Sostenibilidad fiscal y la relación deuda/PIB

Sostenibilidad fiscal y la relación deuda/PIB

Ramon Núñez Ramírez

El Gobierno cuenta con los ingresos fiscales, no del PIB para pagar la deuda

La relación entre el “stock” de la deuda pública de un país y el Producto Interno Bruto (PIB) es una variable que durante mucho tiempo algunos economistas y gobiernos han rendido reverencia, sin tomar en consideración que el Gobierno no cuenta con el PIB para pagar la amortización y los intereses de la deuda; que no es lo mismo los EU con un ratio mayor a 100% o Japón que adeuda el 257% del PIB frente a la RD cuya deuda asciende a 71.4%, con el agravante de que el crecimiento del PIB en nuestro país no es proporcional a las recaudaciones tributarias.

La deuda total del sector público no financiero (SPNF) a mayo de este año ascendió a US$47,290.7 millones (un crecimiento anualizado de 23.4%), si esa deuda se mide con el PIB estimado para el presupuesto de 2021, ascendente a US$78,689.6 millones, la relación Deuda/PIB sería de 60% del PIB, en el caso de la Dirección de Crédito Público lo comparan con el PIB estimado a mayo y la relaciones de 56.6% del PIB, pero el PIB reestimado en junio para fines del presupuesto complementario ascendió a US$87,778.6, entonces la relación es de 53.9% del PIB.

El mismo monto de deuda, con las mismas obligaciones de amortización e intereses, presenta diferentes ratios de Deuda/PIB.

En países como el nuestro la variable importante es el pago de intereses en relación a los ingresos fiscales. El Gobierno cuenta con los ingresos fiscales, no del PIB para cumplir con la deuda.

En el presupuesto modificado para este 2021 el déficit fiscal ascendería a RD$210,224.9 millones, equivalente al 4.1% del PIB y al 27.5% de los ingresos fiscales; aunque por un manejo de pasivos el Gobierno cuenta con RD$69,907.2 millones en caja.

En un informe de Hacienda enviado al Congreso (Informe de Avance Proyecciones Macroeconómicas y Fiscales 2022 de julio 2021), se presenta un primer escenario sin reforma fiscal y con un crecimiento autónomo de los ingresos, resultando un déficit ascendente a RD$247,406.31 millones, equivalente al 4.4% del PIB, pago de intereses por un monto de RD$200,813.5 millones, equivalente al 3.6% del PIB y 24.6% de los ingresos fiscales. En ambos escenarios es alta la relación entre pago de intereses e ingresos fiscales.

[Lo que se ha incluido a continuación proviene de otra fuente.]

PR #2291, opened 2024-12-09
slo-controller: fix mid resource calculate formula

lijunxin559:

When calculating *Allocatable[mid]* resources, due to possible oversold, *ProdReclaimableMetric* will be greater than *NodeAllocatable* * *thresholdRatio*, so the calculated *Allocatable[mid]* value accidentally includes the oversold part. 
In particular, when *thresholdRatio = 1*, *Allocatable[mid] = NodeAllocatable*, which is not the original intention of the koordinator resource model design.

I suggest taking the current free resources of this node into account when calculating Allocatable[mid], that is, *Allocatable[Mid]' := min(Reclaimable[Mid], NodeAllocatable * thresholdRatio, FreeResourceOnNode) + Unallocated[Mid] * midUnallocatedRatio*

### V. Checklist

### DIFF
--- a/pkg/slo-controller/noderesource/plugins/midresource/plugin.go
+++ b/pkg/slo-controller/noderesource/plugins/midresource/plugin.go
@@ -159,14 +159,14 @@ func (p *Plugin) getUnallocated(nodeName string, podList *corev1.PodList, nodeCa
 
 func (p *Plugin) calculate(strategy *configuration.ColocationStrategy, node *corev1.Node, podList *corev1.PodList,
 	resourceMetrics *framework.ResourceMetrics) []framework.ResourceItem {
-	// Allocatable[Mid]' := min(Reclaimable[Mid], NodeAllocatable * thresholdRatio) + Unallocated[Mid] * midUnallocatedRatio
+	// Allocatable[Mid]' := min(Reclaimable[Mid], NodeAllocatable * thresholdRatio, NodeUnused) + Unallocated[Mid] * midUnallocatedRatio
 	// Unallocated[Mid] = max(NodeCapacity - NodeReserved - Allocated[Prod], 0)
 
 	var allocatableMilliCPU, allocatableMemory int64
 	prodReclaimableCPU, prodReclaimableMemory := resource.NewQuantity(0, resource.DecimalSI), resource.NewQuantity(0, resource.BinarySI)
-	prodReclaimableMetic := resourceMetrics.NodeMetric.Status.ProdReclaimableMetric
+	prodReclaimableMetric := resourceMetrics.NodeMetric.Status.ProdReclaimableMetric
 
-	if prodReclaimableMetic == nil || prodReclaimableMetic.Resource.ResourceList == nil {
+	if prodReclaimableMetric == nil || prodReclaimableMetric.Resource.ResourceList == nil {
 		klog.V(4).Infof("no valid prod reclaimable, so use default zero value")
 		allocatableMilliCPU = 0
 		allocatableMemory = 0
@@ -185,7 +185,7 @@ func (p *Plugin) calculate(strategy *configuration.ColocationStrategy, node *cor
 	nodeCapacity := resutil.GetNodeCapacity(node)
 
 	systemUsed := resutil.GetResourceListForCPUAndMemory(nodeMetric.Status.NodeMetric.SystemUsage.ResourceList)
-	// resource usage of host applications with prod priority will be count as host system usage since they consumes the
+	// resource usage of host applications with prod priority will be count as host system usage since they consume the
 	// node reserved resource.
 	systemUsed = quotav1.Add(systemUsed, hostAppHPUsed)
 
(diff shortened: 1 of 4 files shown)


saintube:
@lijunxin559 Thanks for your contribution. 

> Allocatable[Mid]' := min(Reclaimable[Mid], NodeAllocatable * thresholdRatio, FreeResourceOnNode) + Unallocated[Mid] * midUnallocatedRatio

I suppose the `FreeResourceOnNode` equals `Unallocated[Mid]`, so what does the formula mean? If the node has no unallocated Prod resources, the allocatable Mid in the new formula will be zero, which obeys the expectation of the Prod overcommitment.
Perhaps, to avoid the Prod allocatable being overcommitted twice (i.e. overcommit the unused overcommitted Prod requests), we need to minimize it with the ProdAllocated. WDYT?

lijunxin559:
> @lijunxin559 Thanks for your contribution.
> 
> > Allocatable[Mid]' := min(Reclaimable[Mid], NodeAllocatable * thresholdRatio, FreeResourceOnNode) + Unallocated[Mid] * midUnallocatedRatio
> 
> I suppose the `FreeResourceOnNode` equals `Unallocated[Mid]`, so what does the formula mean? If the node has no unallocated Prod resources, the allocatable Mid in the new formula will be zero, which obeys the expectation of the Prod overcommitment. To avoid the Prod allocatable being overcommitted twice (i.e. overcommit the unused overcommitted Prod requests) in the node resource controller, we need to minimize it with the ProdAllocated and Node capacity. And we'd better revise the new peak predictor in the koordlet, e.g. the PriorityPeakPredictor should minimize the node capacity as the limit of the peak. WDYT?

Morning, thanks for your reply ~ (^^)

*Allocatable[Mid]' := min(Reclaimable[Mid], NodeAllocatable * thresholdRatio) + Unallocated[Mid] * midUnallocatedRatio* is  the original code logic. I think *Unallocated[Mid]* is intended to express the part of resources that are not allocated to prod. I just added a limit on the actual idleness of a node, which does not conflict with the original formula.

Yes, the predictor improvement you mentioned can also avoid secondary overselling to a certain extent, but I think the logic of dividing the predictor and the calculation of mid resources into two parts may be clearer. The predictor can focus on modeling and predicting the idle resources of the pod and ensure the reliability of the prediction, regardless of whether this part of the allocated resources actually exists or not. And the secondary utilization of this part of the idle resources is separated separately (mid and batch were also done before), so that so that the logic is decoupled and the subsequent use of the predictor function is more scalable. Right?

saintube:
> Morning, thanks for your reply ~ (^^)
> 
> _Allocatable[Mid]' := min(Reclaimable[Mid], NodeAllocatable * thresholdRatio) + Unallocated[Mid] * midUnallocatedRatio_ is the original code logic. I think _Unallocated[Mid]_ is intended to express the part of resources that are not allocated to prod. I just added a limit on the actual idleness of a node, which does not conflict with the original formula.
> 
> Yes, the predictor improvement you mentioned can also avoid secondary overselling to a certain extent, but I think the logic of dividing the predictor and the calculation of mid resources into two parts may be clearer. The predictor can focus on modeling and predicting the idle resources of the pod and ensure the reliability of the prediction, regardless of whether this part of the allocated resources actually exists or not. And the secondary utilization of this part of the idle resources is separated separately (mid and batch were also done before), so that the logic is decoupled and the subsequent use of the predictor function is more scalable. Right?

@lijunxin559 OK. So the `FreeResourceOnNode` means the `NodeCapacity - NodeUsage`. It seems reasonable.

pkg/slo-controller/noderesource/plugins/midresource/plugin.go
```diff
@@ -159,14 +159,14 @@ func (p *Plugin) getUnallocated(nodeName string, podList *corev1.PodList, nodeCa
 
 func (p *Plugin) calculate(strategy *configuration.ColocationStrategy, node *corev1.Node, podList *corev1.PodList,
 	resourceMetrics *framework.ResourceMetrics) []framework.ResourceItem {
-	// Allocatable[Mid]' := min(Reclaimable[Mid], NodeAllocatable * thresholdRatio) + Unallocated[Mid] * midUnallocatedRatio
+	// Allocatable[Mid]' := min(Reclaimable[Mid], NodeAllocatable * thresholdRatio, FreeResourceOnNode) + Unallocated[Mid] * midUnallocatedRatio
```
saintube, line 162: `FreeResourceOnNode` is ambiguous. How about `NodeUnused` or barely `NodeCapacity - NodeUsed`?

pkg/slo-controller/noderesource/plugins/midresource/plugin.go
```diff
@@ -219,3 +220,11 @@ func (p *Plugin) calculate(strategy *configuration.ColocationStrategy, node *cor
 		},
 	}
 }
+
+func getFreePhysicalResourceOnNode(node *corev1.Node, nodeMetrics *slov1alpha1.NodeMetric) *corev1.ResourceList {
+	// Capacity - nodeUsed
+	nodeCapacity := resutil.GetNodeCapacity(node)
+	nodeUsed := nodeMetrics.Status.NodeMetric.NodeUsage.ResourceList
```
saintube, line 227: need to check if the NodeUsage is valid

pkg/slo-controller/noderesource/plugins/midresource/plugin.go
lijunxin559: You are right . NodeUnused is better.

pkg/slo-controller/noderesource/plugins/midresource/plugin.go
lijunxin559: Fixed 
I proposed to aggressively set nodeUnUsed to 0 when it is invalid, which is safer

pkg/slo-controller/noderesource/plugins/util/util.go
```diff
@@ -103,12 +103,15 @@ func CalculateBatchResourceByPolicy(strategy *configuration.ColocationStrategy,
 }
 
 func CalculateMidResourceByPolicy(strategy *configuration.ColocationStrategy, nodeCapacity, unallocated corev1.ResourceList, allocatableMilliCPU, allocatableMemory int64,
-	prodReclaimableCPU, prodReclaimableMemory *resource.Quantity, nodeName string) (*resource.Quantity, *resource.Quantity, string, string) {
+	prodReclaimableCPU, prodReclaimableMemory *resource.Quantity, nodeUnused *corev1.ResourceList, nodeName string) (*resource.Quantity, *resource.Quantity, string, string) {
```
saintube, line 106: `nodeUnused *corev1.ResourceList` -> `nodeUnused corev1.ResourceList`

saintube (approved):
/lgtm

jasonliu747 (approved):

En un segundo escenario “en el que se contempla esfuerzos adicionales de priorización del gasto bajo un contexto de eficiencia y calidad y manteniendo el equilibrio de las cuentas fiscales, permitiendo incorporar iniciativas prioritarias para 2022”, en ese el déficit sería de RD$149,619.7 millones, equivalente al 2.7% del PIB, pagos de intereses por RD$193,763.3, equivalente al 3.4% del PIB y 23.7% de los ingresos fiscales.

Estas cifras deben despertar las alarma; el panorama pudiera ser más grave dependiendo de la evolución de la pandemia y revelan la imperiosa necesidad de concluir el Pacto Fiscal en 2022 para ser implementado en el presupuesto de 2023.

Si el Gobierno del presidente Luis Abinader no concluye el pacto en 2022, será muy difícil en 2023, porque es un año preelectoral y de primarias de los partidos y el Gobierno no podría embarcarse en la reforma por el costo político, en cuyo caso llegaríamos al 2024 con un nivel de deuda y pago de intereses que nos situarían probablemente en la antesala de la insostenibilidad fiscal.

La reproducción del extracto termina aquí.